Country Military Spend
(% of GDP, 2024)
Health Spend
(% of GDP 2022/23)
Education Spend
(% of GDP 2021/22)
🇵🇱 Poland 4.1 7.0 4.7
🇪🇪 Estonia 3.4 7.0 5.3
🇺🇸 U.S. 3.4 16.5 5.4
🇱🇻 Latvia 3.2 7.6 4.6
🇬🇷 Greece 3.1 8.5 4.1
🇱🇹 Lithuania 2.9 7.3 4.3
🇫🇮 Finland 2.4 9.7 6.5
🇩🇰 Denmark 2.4 9.4 5.3
🇬🇧 UK 2.3 10.9 5.0
🇷🇴 Romania 2.3 5.8 3.3
🇲🇰 North Macedonia 2.2 7.6 3.3
🇳🇴 Norway 2.2 8.0 4.0
🇧🇬 Bulgaria 2.2 7.7 4.7
🇸🇪 Sweden 2.1 10.9 7.6
🇩🇪 Germany 2.1 11.8 4.5
🇭🇺 Hungary 2.1 6.4 4.7
🇨🇿 Czech Republic 2.1 8.5 4.8
🇹🇷 Türkiye 2.1 3.7 2.6
🇫🇷 France 2.1 11.9 5.4
🇳🇱 Netherlands 2.1 10.1 5.1
🇦🇱 Albania 2.0 6.2 2.7
🇲🇪 Montenegro 2.0 10.9 4.4
🇸🇰 Slovakia 2.0 7.7 4.8
🇭🇷 Croatia 1.8 7.2 4.1
🇵🇹 Portugal 1.6 10.0 4.8
🇮🇹 Italy 1.5 8.5 4.2
🇨🇦 Canada 1.4 11.2 4.1
🇧🇪 Belgium 1.3 10.8 6.4
🇱🇺 Luxembourg 1.3 5.8 4.7
🇸🇮 Slovenia 1.3 9.4 5.4
🇪🇸 Spain 1.3 9.7 4.3
🇮🇸 Iceland 0.0 9.0 7.1

For example, Poland leads NATO in military spending at 4.1% of GDP, driven by concerns over the war in Ukraine.

The U.S. defense budget, despite being close to $1 trillion, is still about 3% of its GDP. This is only a fraction of what it spends on health: 16.5% of its GDP.

For reference, this chart breaks down the U.S. consumer economy, where health care accounted for $3 trillion in American spending in 2023.
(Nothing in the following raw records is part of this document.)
PR #214, opened 2022-01-05
Rework the tests to avoid venv creation and installation

nickjalbert:
Let's discuss, not sure how you'll feel about this change.

In this PR I simplified the testing infrastructure so it no longer installs the requirements for the example agents in a virtualenv.  This allows us to avoid running agents via subprocesses.  

Instead, we install all the example agent requirements as a step in the github build (with the caveat that we will break this out into different build actions once we have example agents with incompatible requirements).  Three benefits of this change:

1. Simplified reasoning about the environment our tests run in.  See, for example, how we no longer need to [exec a string](https://github.com/agentos-project/agentos/compare/master...nickjalbert:nj_test_revamp?expand=1#diff-0abc741bfcebe9debcf5eb70d01e66db1ccb9036877f195680d25bf73e9e9083L70) in `test_registry.py`

2. This should speed up tests a bit on the github side because we install requirements in one go (from about ~10min in #212 to ~6min here)

3. Stack traces when running the example agents should be cleaner because we're no longer going through subprocess (although, I don't love how verbose pytest is in general).  Some tests still use subprocess and we should consider porting them to use the [click CliRunner](https://click.palletsprojects.com/en/8.0.x/testing/): 

new-error


andyk:
I like the idea a lot! If I understand this correctly, we have to now do something similar in a virtual env on our local machines if we want to run the tests locally, is that right?

If so, we should probably add a script that searches through the example_agents dirs and finds any `requirements.txt` files and merges them into a single large `example-agents-requirements.txt` and then calls pip install using that. And we probably should also update the docs (which will update the README) to reflect the new process for successfully running tests, which now includes installing all of the example agent requirements.

nickjalbert:
@andyk reworking this based on feedback now.  Got myself stuck in a bit of dependency hell, but optimistic :P

nickjalbert:
As discussed in sync, I reworked this so now dev-requirements.txt uses `-r` to install the reqs for the example_agents used in testing.  Also did a number of other cleanup tasks around the tests (updated supported Python versions to 3.7-3.9, removed all usage of subprocess in the tests, updated some packages, etc).  Build green so merging!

While the U.S. is an outlier for its comparative health expenditure, health remains the largest expenditure category for all NATO countries.

However, a 5% defense spending target would push 21 countries into spending more on their militaries than schools.

Has Europe’s Free Defense Ride Ended?

The new 5% target is a dramatic reversal in priorities for many European nations, particularly in Western Europe, where defense has long taken a back seat to public services.

However President Trump’s threats of pulling back U.S. support is now forcing a continent-wide re-militarization, especially in the wake of Russia’s invasion of Ukraine.

To meet the new threshold, governments will need to either raise revenues dramatically or pull funding from other areas.